# Sea Kings bid farewell to Nova Scotia



## jollyjacktar (20 Jan 2018)

The old ladies are retiring from the East Coast after a long career of service.   :cdnsalute: 

Full story and photos at link below.



> Venerable Sea Kings bid farewell to Nova Scotia in retirement flight
> Helicopters bought to hunt Soviet submarines served Canada decades longer than anyone could have guessed
> Photos
> The Canadian Press
> ...


----------



## Oldgateboatdriver (20 Jan 2018)

Wow!
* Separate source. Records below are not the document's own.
PR #3574, opened 2020-07-02
Adding a smoothing spline to sample1d

PaulWessel:

There are times when having a smoothing spline is useful.  I wrote one in Matlab for a class but never put it into GMT.  Well, my students are in need of it so I decided yesterday to add it.  A bit more tedious to do matrix algebra in GMT but once in it is better.  I apologize for adding this so close to 6.1 release but the theory and coding in MATLAB is robust and after translating to C I get the same results.  As for the other splines I am also supporting first and second derivative output.  Here are some of the changes:

1. Add **-Fs**_p_ as smoothing spline with fit value _p_.
2. Add **-W** to allow for a weighted fit (only for **-Fs**)
3. Replace **+1** and **+2** with **+d**1 and **+d**2 to avo.id someone's positive number being confused for a modifier (e.g., -Fs+1.3 would be picked as a derivative request).  Backwards compatible.
4. Added updates to the man page, including equations for what is minimized.
5. Added two test scripts to demonstrate that it works, including derivatives.
6. Added data set to cache so that the example in the docs can be cut/paste.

Those journalists are very courageous ... or have life insurance with great benefits for their survivors.  :nod:

Just kidding!

BZ, and thanks for your service Sea King.  :cdnsalute:


----------



## Baz (20 Jan 2018)

To be honest it kind of bothered me that the press insisted on calling them geriatric... I spent iver twenty years of my life trying to make them give as much as they could, and comments like that reinforce that I doubt it was worth it.


----------



## Oldgateboatdriver (20 Jan 2018)

I took the geriatrics comment more as jab to politicians for screwing up their replacement than as an attack on their capabilities throughout their service life or on the service of those who maintained them in flying condition all these years.


----------



## Eye In The Sky (20 Jan 2018)

BZ to what must be a very large MH family after the decades of service to Canada.  Looking forward to seeing the first Cyclone Det;  anyone know if the RCN is participating in Manta 2018 in Feb/Mar and if a Cyclone det will be embarked?


----------



## Sub_Guy (20 Jan 2018)

Yes to RCN participation, or at least it is planned. 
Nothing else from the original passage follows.